Chestnut flour: how is it used? – Italian Cuisine

Chestnut flour: how is it used?


Fresh pasta, bread, desserts: here are our recipes to bring all the flavor of chestnuts to the table using their flour

Autumn is the time of chestnuts: boiled, roasted on the fire, cooked in the oven or in a pan, used in many dishes, from first to desserts. In addition to the whole fruit, to bring the same flavor to the table we can use the Chestnut flour, an ingredient based on numerous sweet and savory recipes. Here are some ideas.

The characteristics of chestnut flour

Over time, chestnut flour has become a marginal ingredient in Italian cuisine, while in the more or less recent past it was much more used as an alternative to wheat flour. It is, however, an ingredient rich in proteins, fibers and vitamins, ideal for helping intestinal bacterial flora it is also useful in fighting cholesterol. It is very fine to the touch, with a light hazelnut color and a decidedly sweet flavor (it is in fact also called "sweet flour").

Recipes with chestnut flour

This type of flour allows you to prepare numerous dishes. It can be used, for example, to prepare the pasta fresh in combination with the flour of Wheat. Try with the chestnut noodles or with the spikes Ligurian or with some gnocchi and with spatzle of chestnut flour.

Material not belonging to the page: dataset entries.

PR #323, opened 2025-03-31
AER-3516 Implemented reading spread with legacy support

Hilbrand:
In new OPS version spread for points should be passed by the user. This means if no spread was given it should be getting half the emission height. In GML the spread can be present, but for point and lines it was not specified what the value meant as it was not used. Therefore we should treat the spread value in older GML's as a random value, and always derive the spread from the emission height. This change adds support for either reading the spread or deriving it from emission height (legacy). For now all versions of GML will use the legacy variant, as all versions are also available in production.

As of this moment there is not support for writing the spread to the GML for point/line sources, as it will not be possible to determine if it was legacy or set correctly since the GML version is not changed, and there are already GMLs generated in production with the legacy situation. To be able to correctly set the spread some new version of IMAER must be made.

### DIFF
--- a/source/imaer-gml/src/main/java/nl/overheid/aerius/gml/base/characteristics/OPSSpreadUtil.java
+++ b/source/imaer-gml/src/main/java/nl/overheid/aerius/gml/base/characteristics/OPSSpreadUtil.java
@@ -1,0 +1,68 @@
+/*
+ * Copyright the State of the Netherlands
+ *
+ * This program is free software: you can redistribute it and/or modify
+ * it under the terms of the GNU Affero General Public License as published by
+ * the Free Software Foundation, either version 3 of the License, or
+ * (at your option) any later version.
+ *
+ * This program is distributed in the hope that it will be useful,
+ * but WITHOUT ANY WARRANTY; without even the implied warranty of
+ * MERCHANTABILITY or FITNESS FOR A PARTICULAR PURPOSE.  See the
+ * GNU Affero General Public License for more details.
+ *
+ * You should have received a copy of the GNU Affero General Public License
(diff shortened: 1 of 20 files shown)


source/imaer-gml/src/main/java/nl/overheid/aerius/gml/base/characteristics/OPSSpreadUtil.java
```diff
@@ -0,0 +1,68 @@
...
+/**
+ * Utility to handle the legacy variant of handling the OPS spread value.
+ *
+ * In older versions of OPS the spread parameter in the input data for point sources was ignored and calculated within OPS as being half the
+ * emission height.
+ * With newer OPS versions (since 5.3.1) the spread value in the OPS input file is read and not calculated.
+ * This means the application should pass the desired spread value.
+ * For older IMAER versions (prior to 6) for point sources it means that value is derived from the emission height.
+ * Even if the spread value of a point source is set in the IMAER file it will be ignored.
+ * For none point sources and if spread was not set in older IMAER versions (< 6.0)the sector default will be used.
```
BertScholten, line 32:
```suggestion
 * For non-point sources, and if spread was not set in older IMAER versions (< 6.0), the sector default will be used.
```
(Not too sure about the commas, I just think it makes it makes sense this way...)

BertScholten:
Ah did wonder if none of our testcases would be affected, but seems like they do.

Hilbrand:
@BertScholten good point about test cases. I've updated the test cases to contain the spread value that it would use, instead of the value that was in file.

BertScholten (approved):
LGTM

PR #324, opened 2025-04-07
AER-3679 Explicitly state that maximum range is relevant

BertScholten:
As it was, the calculation method was in charge of determining if the maximum range was relevant. UK however allows users to input the maximum range for FORMAL_ASSESSMENT, so this no longer holds.
Should be safe to do it like this: the option should be explicitly set when calculating in calculator, and that should override any value that was erronously read. The default value (false) also makes sense for NL, where the only options at the moment are custom points and formal assessment anyway.


Hilbrand (approved):
LGTM

PR #325, opened 2025-04-07
Ignore a bunch of nonsense that needn't be in json

JornC:
All fields can (and should) be reconstructed using level and level1Surface

In the (eventual) parser code, this class is handled by a custom parser which does ^ that, and so all of the other fields can be ignored and left out of the json.

Added final to the fields because the GWT constructor is no longer necessary


BertScholten (approved):
ACK

JornC:
Put the commit with final fields and removing the gwt constructor in #326 pending removal of gwt serializer (which could be a while)

PR #326, opened 2025-04-07
Make fields final and remove gwt constructor

JornC:
Can be merged when the GWT serialization has been removed


BertScholten (approved):
LGTM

As for the sweets, the flour obtained from the grinding of chestnuts, manages to soften the preparations, as it is able to retain much better, compared to traditional flour, the humidity of the ingredients liquids used in dessert recipes. A clear example is the castagnaccio, Poor and ancient sweet of traditional Tuscan cuisine. You can also try to make one donut with cocoa or one with white chocolate ganache, and then one pattona, typical dessert of Lunigiano.

Chestnut flour can also be used for bread as in the case of these Sandwich chestnuts with lard, honey and red radicchio, as in these baby baguette.

This ingredient can also be used in cooking for thicken a soup or velvety. In this case 2 or 3 tablespoons of Chestnut flour (to blend with the soup), to obtain a much more homogeneous and dense dish.